• [EXERCISE DATA]

* * *

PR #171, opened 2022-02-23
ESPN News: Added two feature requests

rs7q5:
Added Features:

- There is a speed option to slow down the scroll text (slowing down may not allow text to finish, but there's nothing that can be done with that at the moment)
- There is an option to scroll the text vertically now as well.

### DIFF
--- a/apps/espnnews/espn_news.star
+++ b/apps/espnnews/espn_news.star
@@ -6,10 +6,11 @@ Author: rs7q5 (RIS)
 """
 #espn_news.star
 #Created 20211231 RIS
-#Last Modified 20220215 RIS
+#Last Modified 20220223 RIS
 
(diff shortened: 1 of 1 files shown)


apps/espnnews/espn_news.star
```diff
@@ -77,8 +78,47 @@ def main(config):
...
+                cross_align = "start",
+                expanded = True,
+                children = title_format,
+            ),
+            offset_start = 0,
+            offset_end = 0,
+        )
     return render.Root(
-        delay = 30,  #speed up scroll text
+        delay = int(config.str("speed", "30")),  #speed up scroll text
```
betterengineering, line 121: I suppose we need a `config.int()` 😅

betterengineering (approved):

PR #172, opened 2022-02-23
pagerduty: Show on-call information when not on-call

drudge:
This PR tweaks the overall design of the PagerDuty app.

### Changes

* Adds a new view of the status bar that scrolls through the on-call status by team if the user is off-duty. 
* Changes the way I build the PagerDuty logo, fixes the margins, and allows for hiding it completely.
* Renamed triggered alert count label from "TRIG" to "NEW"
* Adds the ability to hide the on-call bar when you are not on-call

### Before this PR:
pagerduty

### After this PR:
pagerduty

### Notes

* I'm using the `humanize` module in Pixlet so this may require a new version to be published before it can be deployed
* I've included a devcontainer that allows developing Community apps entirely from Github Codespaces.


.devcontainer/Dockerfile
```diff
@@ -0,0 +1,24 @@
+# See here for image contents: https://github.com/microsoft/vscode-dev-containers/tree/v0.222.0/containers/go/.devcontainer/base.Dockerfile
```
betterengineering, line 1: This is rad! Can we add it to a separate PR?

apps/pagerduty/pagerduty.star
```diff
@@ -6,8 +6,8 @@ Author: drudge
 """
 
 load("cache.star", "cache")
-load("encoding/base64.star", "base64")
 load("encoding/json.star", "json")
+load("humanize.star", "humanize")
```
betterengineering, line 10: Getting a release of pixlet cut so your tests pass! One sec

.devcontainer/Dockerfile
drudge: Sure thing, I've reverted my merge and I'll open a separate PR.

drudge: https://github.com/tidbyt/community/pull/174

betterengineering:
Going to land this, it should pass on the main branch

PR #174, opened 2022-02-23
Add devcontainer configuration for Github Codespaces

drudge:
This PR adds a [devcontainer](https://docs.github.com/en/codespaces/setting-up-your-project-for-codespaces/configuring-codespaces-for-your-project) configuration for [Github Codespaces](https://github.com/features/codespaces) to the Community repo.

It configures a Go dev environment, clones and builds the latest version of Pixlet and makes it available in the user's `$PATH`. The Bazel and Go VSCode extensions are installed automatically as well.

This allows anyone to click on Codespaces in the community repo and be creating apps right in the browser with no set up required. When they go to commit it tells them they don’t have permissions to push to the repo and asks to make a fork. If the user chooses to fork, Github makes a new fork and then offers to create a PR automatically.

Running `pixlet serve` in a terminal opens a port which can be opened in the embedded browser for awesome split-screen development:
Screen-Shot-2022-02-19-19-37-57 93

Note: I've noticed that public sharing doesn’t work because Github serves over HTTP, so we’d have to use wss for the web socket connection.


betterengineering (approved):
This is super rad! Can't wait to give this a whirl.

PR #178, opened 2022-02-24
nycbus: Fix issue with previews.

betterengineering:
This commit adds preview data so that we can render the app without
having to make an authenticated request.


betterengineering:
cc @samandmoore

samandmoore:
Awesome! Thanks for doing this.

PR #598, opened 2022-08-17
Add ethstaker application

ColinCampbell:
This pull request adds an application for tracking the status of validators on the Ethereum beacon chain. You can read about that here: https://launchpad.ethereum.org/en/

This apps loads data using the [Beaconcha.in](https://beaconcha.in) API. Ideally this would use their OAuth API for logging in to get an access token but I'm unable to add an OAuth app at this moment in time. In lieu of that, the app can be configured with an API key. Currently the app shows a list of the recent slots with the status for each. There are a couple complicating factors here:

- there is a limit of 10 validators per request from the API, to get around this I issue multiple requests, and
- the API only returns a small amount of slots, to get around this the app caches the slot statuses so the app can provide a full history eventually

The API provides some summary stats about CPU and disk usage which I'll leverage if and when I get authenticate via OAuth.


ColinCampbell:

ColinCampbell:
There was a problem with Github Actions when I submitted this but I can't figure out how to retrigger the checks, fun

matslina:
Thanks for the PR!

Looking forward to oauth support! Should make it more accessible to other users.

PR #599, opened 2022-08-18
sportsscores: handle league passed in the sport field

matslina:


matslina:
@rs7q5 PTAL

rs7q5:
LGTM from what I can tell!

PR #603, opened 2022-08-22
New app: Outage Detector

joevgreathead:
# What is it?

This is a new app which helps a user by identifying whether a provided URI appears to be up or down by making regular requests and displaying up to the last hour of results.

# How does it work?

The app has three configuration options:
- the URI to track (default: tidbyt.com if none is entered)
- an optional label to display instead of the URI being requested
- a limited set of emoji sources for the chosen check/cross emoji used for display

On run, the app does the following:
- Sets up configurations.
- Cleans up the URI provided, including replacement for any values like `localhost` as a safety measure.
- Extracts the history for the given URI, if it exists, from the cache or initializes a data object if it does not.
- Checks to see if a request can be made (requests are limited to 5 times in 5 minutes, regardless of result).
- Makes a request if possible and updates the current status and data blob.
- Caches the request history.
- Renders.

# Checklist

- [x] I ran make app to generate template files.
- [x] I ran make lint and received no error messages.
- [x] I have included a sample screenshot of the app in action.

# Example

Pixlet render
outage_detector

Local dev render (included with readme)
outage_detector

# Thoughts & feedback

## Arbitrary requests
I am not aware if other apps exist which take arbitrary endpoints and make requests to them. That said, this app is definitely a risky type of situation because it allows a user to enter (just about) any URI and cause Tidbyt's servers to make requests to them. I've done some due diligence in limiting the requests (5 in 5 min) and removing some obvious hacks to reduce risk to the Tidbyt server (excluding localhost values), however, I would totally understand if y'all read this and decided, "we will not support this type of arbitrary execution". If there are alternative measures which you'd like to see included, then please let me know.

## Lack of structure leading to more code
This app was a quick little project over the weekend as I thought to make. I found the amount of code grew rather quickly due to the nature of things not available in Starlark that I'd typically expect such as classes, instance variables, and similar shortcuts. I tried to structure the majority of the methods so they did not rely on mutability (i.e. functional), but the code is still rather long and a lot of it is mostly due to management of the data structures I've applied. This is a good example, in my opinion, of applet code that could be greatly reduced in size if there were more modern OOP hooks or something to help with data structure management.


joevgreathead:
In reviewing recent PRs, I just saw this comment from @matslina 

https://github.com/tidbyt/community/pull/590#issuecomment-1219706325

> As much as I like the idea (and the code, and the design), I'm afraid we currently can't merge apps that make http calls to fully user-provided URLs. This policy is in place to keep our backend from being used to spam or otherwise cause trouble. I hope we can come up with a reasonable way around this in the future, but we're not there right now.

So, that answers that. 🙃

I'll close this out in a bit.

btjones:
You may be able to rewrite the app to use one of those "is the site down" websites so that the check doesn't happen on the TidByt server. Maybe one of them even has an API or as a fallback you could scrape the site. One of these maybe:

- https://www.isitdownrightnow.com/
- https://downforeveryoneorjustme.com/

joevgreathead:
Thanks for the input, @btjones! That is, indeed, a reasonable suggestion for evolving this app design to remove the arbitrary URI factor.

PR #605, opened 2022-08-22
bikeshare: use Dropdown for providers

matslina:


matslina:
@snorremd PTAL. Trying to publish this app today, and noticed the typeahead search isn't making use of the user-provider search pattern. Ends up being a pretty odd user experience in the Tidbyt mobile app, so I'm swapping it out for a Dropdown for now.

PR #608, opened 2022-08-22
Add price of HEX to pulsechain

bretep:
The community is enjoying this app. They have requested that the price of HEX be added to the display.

* * *

• [WHAT TO PRODUCE] Everything from the first line of the data through the line holding "#espn_news.star" should be output exactly, and no other lines.

• [RESULT OF THIS TASK]
PR #171, opened 2022-02-23
ESPN News: Added two feature requests

rs7q5:
Added Features:

- There is a speed option to slow down the scroll text (slowing down may not allow text to finish, but there's nothing that can be done with that at the moment)
- There is an option to scroll the text vertically now as well.

### DIFF
--- a/apps/espnnews/espn_news.star
+++ b/apps/espnnews/espn_news.star
@@ -6,10 +6,11 @@ Author: rs7q5 (RIS)
 """
 #espn_news.star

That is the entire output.